Improved dynamic parallel imaging coil calibration method robust to respiratory motion with application to first‐pass contrast‐enhanced myocardial perfusion imaging

Purpose To develop an accurate method of performing free‐breathing coil calibration for application to parallel imaging reconstructions of dynamic single‐shot datasets. Methods Coil calibration data are produced through acquisition of multiple prescans before the accelerated scan, applied during free‐breathing.

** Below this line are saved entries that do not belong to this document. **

PR #2111, opened 2026-07-21
chore: extract shared truecolor RGB clamping helper in csi_SGR

gnodet:
## Summary
- Extracts duplicated truecolor RGB clamping/packing code in `csi_SGR()` into a shared `clampAndPackRgb(int[] ps, int startIndex)` helper method
- Both the foreground (`38;2;r;g;b`) and background (`48;2;r;g;b`) truecolor parsing blocks previously had identical `Math.max(0, Math.min(255, ...))` clamping and 12-bit RGB packing logic — now they call the same helper
- Pure refactoring — no behavior change

Addresses the 16.7% code duplication flagged by SonarCloud on PR #2107.

## Test plan
- [x] All 53 existing `ScreenTerminalTest` tests pass unchanged

## Summary by CodeRabbit

* **Bug Fixes**
  * Improved handling of terminal RGB color SGR sequences for both foreground and background, including variable-length parameters.
  * Ensured RGB components are correctly constrained and packed, resulting in more accurate on-screen colors.

### DIFF
--- a/terminal/src/main/java/org/jline/utils/ScreenTerminal.java
+++ b/terminal/src/main/java/org/jline/utils/ScreenTerminal.java
@@ -1260,7 +1260,7 @@ public class ScreenTerminal implements Sized {
         int r = Math.max(0, Math.min(255, startIndex < ps.length ? ps[startIndex] : 0));
         int g = Math.max(0, Math.min(255, startIndex + 1 < ps.length ? ps[startIndex + 1] : 0));
         int b = Math.max(0, Math.min(255, startIndex + 2 < ps.length ? ps[startIndex + 2] : 0));
-        return ((long) (r >> 4) << 8) | ((long) (g >> 4) << 4) | (b >> 4);
+        return ((r >> 4) << 8) | ((g >> 4) << 4) | (b >> 4);
     }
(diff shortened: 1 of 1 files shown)


gnodet (commented):
Clean refactoring — LGTM.

**What this does:** Extracts the duplicated truecolor RGB clamping+packing logic from both the foreground (`38;2;r;g;b`) and background (`48;2;r;g;b`) branches of `csi_SGR()` into a shared `clampAndPackRgb(int[] ps, int startIndex)` helper. Also converts the `for` loop to `while` to avoid SonarCloud S127 (loop counter modified inside body).

**Verified:**
- Index arithmetic is equivalent: `clampAndPackRgb(ps, i+1); i += 3;` + terminal `i++` matches the original three `++i` increments + `for` loop increment
- Bounds checking preserved (`startIndex+N < ps.length ? ps[startIndex+N] : 0`)
- No behavior change — all 53 existing ScreenTerminalTest tests pass

_Reviewed by Claude Code on behalf of Guillaume Nodet. This review was generated by an AI agent and may contain inaccuracies. Please verify all suggestions before applying._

These multiple free‐breathing prescans (MFPs) provide the necessary coil information for accurate parallel imaging reconstruction of each accelerated frame of a dynamic series, under guidance of an appropriate respiratory position based matching algorithm. This is investigated in myocardial first‐pass perfusion with retrospectively undersampled datasets for analysis with standard calibration techniques to guide prospectively undersampled experiments for specific demonstration of performance against a range of “temporal” calibration techniques. Results Reconstruction of the retrospectively subsampled datasets with MFP‐calibrated parallel imaging showed significant improvements in relative root‐mean‐square error comparative to all other techniques (all P < 0.05; n = 6) for acceleration factors R > 3. Accelerated acquisitions, reconstructed by means of various temporal calibration techniques and analyzed by visual observer artifact scoring, also demonstrated a large improvement with use of MFPs. Artifact levels were reduced from an average of 2.5 ± 0.6 for the best performing implementation of TGRAPPA to 0.8 ± 0.4 for MFP‐GRAPPA ( P < 0.001; n = 20) (0 = none to 4 = strong, nondiagnostic). Conclusion MFP as parallel imaging coil calibration data can give improved performance in free‐breathing dynamic MR while maintaining maximal acceleration. Magn Reson Med 75:2315–2323, 2016. © 2015 Wiley Periodicals, Inc.